Due to its extensive steps and trials, drug discovery is a long and expensive process. In the last decade, as also hard pressed by the COVID-19 pandemic, the screening process could be assisted with ...the advancement in computational technology including the application of Machine Learning. The classification task in Machine Learning has become one of the major approaches for drug discovery. Unfortunately, this practice uses discretized labels that might lead to the loss of quantitative properties that could be meaningful. Therefore, in this paper, we aim to compare various Machine Learning regression algorithms in predicting inhibitory bioactivity, specifically the IC50 value, with the SARS-CoV-2 Replicase Polyprotein 1ab as the target. With 1,138 non-duplicated data downloaded from the ChEMBL database that was engineered into four dataset variances, 42 regression algorithms were utilized for the prediction. We found that there are computational challenges to the use of regression algorithms in predicting bioactivity, for only a handful and a specific dataset variance that returned valid performance parameters upon testing.

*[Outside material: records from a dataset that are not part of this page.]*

PR #167, opened 2018-05-07
DataFetcherConstructor args constructor as the annotation + tests

danieltaub96:
@GraphQLDataFetcher have args (String[]) fields, and the class thats implements DataFetcher should expect to get those args with String[] constructor...
of course that it's have Backwards compatibility
wrote some tests for the DataFetcherConstructor class

### DIFF
--- a/src/main/java/graphql/annotations/processor/util/DataFetcherConstructor.java
+++ b/src/main/java/graphql/annotations/processor/util/DataFetcherConstructor.java
@@ -39,9 +39,9 @@ public class DataFetcherConstructor {
             return newInstance(annotatedDataFetcher.value());
         } else {
             try {
-                final Constructor<? extends DataFetcher> ctr = annotatedDataFetcher.value().getDeclaredConstructor(
-                        stream(args).map(v -> String.class).toArray(Class[]::new));
-                return constructNewInstance(ctr, (Object[]) args);
+                // Get the String[] constructor
+                final Constructor<? extends DataFetcher> ctr = annotatedDataFetcher.value().getDeclaredConstructor(String[].class);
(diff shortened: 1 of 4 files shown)


src/main/java/graphql/annotations/processor/util/DataFetcherConstructor.java
```diff
@@ -38,14 +38,31 @@ public DataFetcher constructDataFetcher(String fieldName, GraphQLDataFetcher ann
...
+                    // filter only constructor that have the same args as the annotation args
+                    // or that get String[], String... args
+                    .filter(x -> (x.getParameterCount() == args.length) ||
+                            (x.getParameterTypes().length == 1 && x.getParameterTypes()[0] == String[].class))
+                    .map(x -> {
+                        try {
+                            Constructor<? extends DataFetcher> constructor;
+                            if (x.getParameterTypes().length == 1 && x.getParameterTypes()[0] == String[].class) {
+                                constructor = annotatedDataFetcher.value().getDeclaredConstructor(String[].class);
+                                return constructNewInstance(constructor, new Object[]{args});
```
guy120494, line 51: new Object[]{args} -> (Object[]) args

danieltaub96: it's in purpose that way 
new Object[]{args} create a single variable of object[],
and (Object[]) is a casting that casts to a object array, and the String[] ctor expecting only one argument...

yarinvak:
Please udpate the readme with all the possible options of how the constructor of datafetche can look like

danieltaub96:
done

The three that yielded the highest counts of valid performance parameters are the Histogram Gradient Boosting Regressor (HGBR), Light Gradient Boosting Machine Regressor (LGBR), and Random Forest Regression (RFR). Further statistical analyses show that there is no significant difference between these three algorithms, except for the time taken for training and testing the model, where the LGBR excels. Therefore, these three algorithms should be primarily considered for the study with the same nature.